- Task to complete -
Keep only the lines of the data below that contain "header", and copy them.
*** Input Section Begins ***
PR #2526, opened 2026-08-31
Fixes #1614 Allow selecting the module when committing simulation changes

### LINKED ISSUE #1614: Commit changes to BBs - allow the selection of the module and the PV/IC BB
Follow up on https://github.com/Open-Systems-Pharmacology/MoBi/issues/1578

When commiting, the user should be able to select the module and the BB (if there are multiple, or select "create a new one") where to commit to.

rwmcintosh:
Fixes #1614

When committing simulation changes, the user now selects where the changes go instead of them always being committed to the last module of the simulation configuration.

**Selection dialog**

A single dialog offers:
- the **module** to commit to (one selection for all building block types, so committed changes always stay in the same module),
- the **parameter values building block** of that module, or "New Parameter Values Building Block",
- the **initial conditions building block** of that module, or "New Initial Conditions Building Block".

The building block selection is only shown for types that actually have tracked changes. The last module and its currently used building blocks are preselected, so confirming the defaults keeps the previous behavior. The building block lists refresh when the module selection changes, and always contain the create-new entry, so a selection can never be empty. Canceling aborts the commit. The dialog is skipped when there is no choice to make.

**Sync behavior**

- Committing to the building blocks used by the simulation (or creating new ones while none are selected) is unchanged: the template and simulation building blocks are synchronized, the change tracker is cleared and the simulation is in sync afterwards.
- Committing to a building block that is **not** used by the simulation (another existing building block, or a new one while the simulation already uses one) writes the values to the template building block only. The confirmation message warns that the simulation stays out of sync and needs to be manually configured to use the committed building block, and the change tracker is kept so the simulation remains marked as not synchronized (red).
- Committing to a module whose committed paths are **shadowed** by a building block selected in a later module configuration also warns and keeps the tracker: the later values win when the simulation is created, so the created simulation would not reproduce the committed values.

**Internals**

`AddSelectedBuildingBlockToLastModuleConfigurationCommand`/`RemoveSelectedBuildingBlockFromLastModuleConfigurationCommand` were renamed and generalized to target the selected module configuration, resolved from the module at execute time so undo/redo still works.


rwmcintosh:
@coderabbitai review please

rwmcintosh:
@coderabbitai review latest changes

Yuri05:
@rwmcintosh (I just have too many AI credits left for the remaining 2 hours 😆 )

## Review: PR #2526 — Allow selecting the module when committing simulation changes

### 1. Committing to a non-last module can silently mark the simulation as "in sync" when it isn't
`SimulationCommitTask.CommitSimulationChanges` now clears the change tracker (`ClearOriginalQuantitiesTrackerCommand`) whenever `commitsToUsedParameterValues`/`commitsToUsedInitialConditions` are true, i.e. whenever the target BB is the one selected in the chosen module configuration — regardless of which module was chosen.

The original code deliberately forced the last module (see the removed XML doc: *"The last module has to be used because if you re-create the simulation from the same modules this is the only way you will get the same simulation"*). If the user commits to an earlier module, a later module's parameter values / initial conditions still win when the simulation is rebuilt, so re-creating the simulation does **not** reproduce the committed values — yet the simulation is now flagged green/in-sync. The PR only detects "wrong building block", never "wrong module (shadowed by a later module)". Either the shadowing case must also set `simulationStaysOutOfSync`, or the user must be warned in the dialog/confirmation message.

### 2. `simulationStaysOutOfSync` is all-or-nothing across the two building block types
```csharp
var simulationStaysOutOfSync = parameterChanges.Any() && !commitsToUsedParameterValues(commitTarget) ||
                               moleculeChanges.Any() && !commitsToUsedInitialConditions(commitTarget);
...
if (!simulationStaysOutOfSync)
   macroCommand.Add(new ClearOriginalQuantitiesTrackerCommand(simulationWithChanges));
```
If parameter values go to an unused BB but initial conditions go to the used one (or vice versa), the tracker is not cleared at all. The correctly synchronized molecule changes remain recorded as pending changes and will be committed a second time on the next commit (duplicated writes / an extra "new BB" creation). The tracker clearing needs to be per quantity type, or the limitation should be documented and prevented.

### 3. `First(...)` in the renamed commands can throw instead of degrading
`AddSelectedBuildingBlockToModuleConfigurationCommand` / `RemoveSelectedBuildingBlockFromModuleConfigurationCommand`:
```csharp
private ModuleConfiguration moduleConfiguration =>
   _simulation.Configuration.ModuleConfigurations.First(x => Equals(x.Module, _existingModule));
```
- `_existingModule` is re-resolved in `ModuleContentChangedCommand.RestoreExecutionData` via `context.Get<Module>(_existingModuleId)`. If that returns an instance that is not reference-identical to the one held by `simulation.Configuration.ModuleConfigurations` (e.g. after project reload / simulation re-creation, since `Equals` on `IObjectBase` is reference equality), `First` throws `InvalidOperationException` during undo/redo. `FirstOrDefault` plus a defensive exit, or matching on `Module.Id`, would be safer.
- The property is also evaluated in `GetInverseCommand`, which dereferences `_simulation` and `_existingModule`. Both are nulled in `ClearReferences`, so any invocation after references are cleared throws a `NullReferenceException`. The previous code had the same `_simulation` dependency, but the added `_existingModule` lookup widens the failure surface. Consider capturing the module configuration identity at construction time rather than resolving it lazily.

### 4. Dialog has no validation — an empty selection silently means "create new"
`SelectCommitTargetView.SelectedParameterValues` / `SelectedInitialConditions` return `null` both for the "New ... Building Block" sentinel **and** when nothing is selected in the combo. In `SelectCommitTargetPresenter.bindBuildingBlocksFor`, if `_templateResolverTask.TemplateBuildingBlockFor(...)` returns `null` (template BB missing/renamed), `select(...)` matches nothing and the combo is left unselected. OK is still enabled, and the commit silently falls back to creating new building blocks. There is no `OKButton` enablement/validation logic in the view.

### 5. Redundant/re-entrant binding during `BindModules`
`cmbModule.SelectedIndexChanged += (o, e) => OnEvent(moduleChanged);` is wired in the constructor, so `BindModules` → `select(...)` → `SelectedIndexChanged` → `_presenter.ModuleChanged()` → `bindBuildingBlocksFor(...)` runs before `SelectCommitTargetFor` explicitly calls `bindBuildingBlocksFor(defaultModuleConfiguration)`. The building block combos are populated twice (and `ModuleChanged` fires while the presenter is still mid-initialization). Suppress the event while binding.

### 6. View caption is the designer placeholder
`SelectCommitTargetView.InitializeResources` sets `Text = AppConstants.Captions.SelectCommitTarget` but never sets `Caption`, so the designer literal remains:
```csharp
this.Caption = "SelectCommitTargetView";
```
Every other modal view in `MoBi.UI/Views` (e.g. `CalculateScaleDivisorsView`, `CreatePKSimMoleculeView`) assigns `Caption` from `AppConstants.Captions`. The user will see the raw class name as the dialog header.

### 7. Commands for the "not used" path are not hidden
`updateNotUsedParameterValues` / `updateNotUsedInitialConditions` return the synchronize commands without `.AsHidden()`, unlike every other path in this class where per-quantity synchronize commands are hidden inside the macro command. This will flood the command history with one visible entry per changed quantity.

### 8. Minor
- `SelectCommitTargetPresenter` allocates sentinel `new ParameterValuesBuildingBlock()` / `new InitialConditionsBuildingBlock()` in the constructor via `AppConstants.Captions.NewWindow(...)`, whose format is `"New {0}"` — it is a *window title* helper being reused as a list entry label. A dedicated caption would be clearer.
- `SelectCommitTargetView.select` declares `System.Func<object, bool>` fully qualified while `System` is not imported; add the `using` for consistency with the rest of the file.
- The dialog always offers both a parameter values and an initial conditions target even when only one of the two kinds of changes exists; the unused selection is silently ignored. Hiding/disabling the irrelevant combo would avoid confusion.
- `noBuildingBlockToSelectFor` calls `_templateResolverTask.TemplateModuleFor(...)`, and `bindBuildingBlocksFor` calls it again per module; no null handling if the template module cannot be resolved (deleted template) — would `NullReferenceException` on `templateModule.ParameterValuesCollection`.

Yuri05 (changes requested):
s. https://github.com/Open-Systems-Pharmacology/MoBi/pull/2526#issuecomment-5483969982

rwmcintosh:
@Yuri05 Thanks for the thorough review. Status per point:

**Addressed (968d5981, 221afe0c):**

- **Point 1 (shadowing by later modules):** Implemented as detection rather than re-restricting to the last module: each committed path is checked against the building blocks selected by later module configurations. If any committed path is shadowed, the confirmation warns that the later values win when the simulation is created, and the change tracker is kept so the simulation remains marked as not synchronized.
- **Point 5 (double binding):** The view now binds a `CommitTargetDTO` through a `ScreenBinder`, following the same pattern as the other modal views. Programmatic `BindToSource` doesn't raise `Changed`, so the re-entrant bind is gone structurally rather than suppressed.
- **Point 8 (`System.Func`):** Gone with the rewrite (the raw event helpers were removed entirely).
- **Point 8 (irrelevant combo):** The building block selection is now hidden for a type without tracked changes, and the skip-dialog rule only counts choices for types that have changes.

**Doesn't reproduce:**

- **Point 4 (empty selection / no validation):** There is no empty state to validate against. Each combo always contains at least the "New Parameter Values Building Block" / "New Initial Conditions Building Block" entry, and the preselection always resolves — to the template of the used building block, or to that create-new entry otherwise. Every state the dialog can be in is a valid commit target.
- **Point 6 (caption):** The dialog title is set via `Text` in `InitializeResources`, which runs after `InitializeComponent` and overwrites the designer placeholder — see the screenshot: the header shows "Select Module and Building Blocks".

**Pushback:**

- **Point 2 (per-type tracker clearing):** The mixed case requires tracked molecule-amount changes, and molecule-amount edits never land in `OriginalQuantityValues` — the scenario is not reachable today. If it ever becomes reachable, the consequence is an idempotent re-write on the next commit, not data corruption. Happy to revisit if IC tracking is ever implemented.
- **Point 3 (`First(...)` / lazy resolution):** The command framework guarantees `RestoreExecutionData` runs before the inverse command is built, and `context.Get<Module>(id)` returns the registered instance — the same instance the module configuration holds, so reference equality holds in-session. History reloaded from disk is display-only. The pre-existing code had the identical shape (`.Last()` evaluated on the restored simulation, `_simulation` dereferenced in `GetInverseCommand`).
- **Point 7 (visible sync commands):** Matches the existing convention: the used-building-block update path has always emitted visible per-quantity synchronize commands for the template building block (only the simulation-side duplicates are hidden). The not-used path mirrors exactly that.
- **Point 8 (`NewWindow` as label):** The same helper is already used for the same purpose — the create-new sentinel entry in `InteractionTasksForExtendablePathAndValueEntity`.
- **Point 8 (null template module):** Unguarded `TemplateModuleFor` matches the pre-existing code in this class (`createNewBuildingBlocks`); resolution failure there means the project is already in an inconsistent state.

src/MoBi.Presentation/Tasks/SimulationCommitTask.cs
```diff
@@ -103,6 +112,166 @@ private void showErrorForUntraceableChanges(IMoBiSimulation simulationWithChange
...
+      ///    Returns true when any committed path is also defined in a building block selected in a module configuration
+      ///    coming after the target module. Those values win when the simulation is created, so the created simulation
+      ///    would not reproduce the committed values
+      /// </summary>
+      private bool changesAreShadowedByLaterModule(IMoBiSimulation simulation, CommitTarget commitTarget, IReadOnlyList<(ObjectPath quantityPath, IParameter quantity)> parameterChanges, IReadOnlyList<(ObjectPath quantityPath, MoleculeAmount quantity)> moleculeChanges)
+      {
+         var laterModuleConfigurations = simulation.Configuration.ModuleConfigurations.SkipWhile(x => !Equals(x, commitTarget.ModuleConfiguration)).Skip(1).ToList();
+
+         return parameterChanges.Any(change => laterModuleConfigurations.Any(x => x.SelectedParameterValues?[change.quantityPath] != null)) ||
+                moleculeChanges.Any(change => laterModuleConfigurations.Any(x => x.SelectedInitialConditions?[change.quantityPath] != null));
```
Yuri05, line 156: Following Scenario: simulation was created with 2 modules:
* module **A** on top (= latest module) without **PV**
* module **B** with PV **PV_B**

In the simulation, I change a parameter **Organism|P1** which is defined in the spatial structure of module **A** and commit this change to **PV_B** of module **B**

`changesAreShadowedByLaterModule()` will return `false` in this case. 
But if I recreate the simulation with the existing configuration - **Organism|P1** will become its value again from the spatial structure of module **A** ... or not? 

I'm just not sure if PV of module B "wins" over the spatial structure of module A or not. If **PV_B** wins, then implementation is probably correct. If not, then not.

rwmcintosh: Yes, the PV's are always applied last so the PV_B of module B values will win.

Yuri05 (approved):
*** Input Section Ends ***
- Expected answer -
Every other modal view in `MoBi.UI/Views` (e.g. `CalculateScaleDivisorsView`, `CreatePKSimMoleculeView`) assigns `Caption` from `AppConstants.Captions`. The user will see the raw class name as the dialog header.
- **Point 6 (caption):** The dialog title is set via `Text` in `InitializeResources`, which runs after `InitializeComponent` and overwrites the designer placeholder — see the screenshot: the header shows "Select Module and Building Blocks".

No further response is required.